The film opens in 1986 with a young Adelaide (Madison Currey) walking the boardwalk of Santa Cruz with her father and mother. The parents bicker throughout and when her mother goes to the bathroom and her father ignores her, Adelaide walks down to the beach. She sees a mirror funhouse and enters. Inside, the lights shut off and after trying to find her way out she bumps into a doppelganger of herself. Adleaide begins to scream and the movie cuts to the present day.
Adelaide is now en route back to Santa Cruz with her husband and two children. The adult Adelaide (Lupita Nyong’o) does not want to revisit the boardwalk where she encountered that terrible horror all those years ago.

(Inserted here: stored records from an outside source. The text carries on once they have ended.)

Issue #410, opened 2016-11-22
Add ability to create group savings account [MIFOSAC-130]


edcable:
**Summary:** 

From the group view, from the more menu, there should be a link to add/create savings account that belongs to a group. The savings account application should contain the same fields as that of a client savings application.

tarun0:
Fixed in #454

PR #2350, opened 2025-03-31
feat(core:domain): Migrate to KMP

Her husband Gabe (Winston Duke), obviously doesn’t share her fears. Gabe and the two kids, Zora (Shahadi Wright Joseph) and Jason (Evan Alex), are all wrapped up in their own material worlds, choosing image, technology and a mask instead of realising that their mother would rather be anywhere else. Adelaide’s fears come true when a strange family appear at the top of their drive. The doppelgangers have come and are out for blood. What follows is an hour and a bit of intense scares and breathless thrills.

It is another offering from Peele that blurs the lines between horror, psychological thriller and action. The film touches heavily on class divide and the segregation of people. The wealthy and lucky only need worry about their appearance and possessions in life while the doppelgangers, or tethered, only know that they are not worthy of such things and must suffer life down below. Themes such as faith, materialism and ethics are rife throughout. I would implore any viewer to take most of the dialogue very seriously. You don’t know what throwaway line, action or scene might rear its head later on.

Nyong’o steals the show as Adelaide and Red. While Wright Joseph is extremely impressive in her dual performance also, it is the Oscar winner known for her portrayal of Patsey in 12 Years a Slave that blows the audience away. She plays the terrified Adelaide so well while also portraying the deranged and vengeful Red with frightening reality.
As I said earlier, this movie is similar to Get Out in that the twists and turns are impeccable. Us is a proper headscratcher. I won’t give away any spoilers but I guarantee that by the end of the movie you’ll be walking around in your day to day life wondering whether your doppelganger will pop out at any second and take your place. You’ll also be thinking of every line that has been said in the film and linking it all together. The only problem is that just like Det. Kujan, you’ll be too late and Keyser Soze will have been off on his escape already.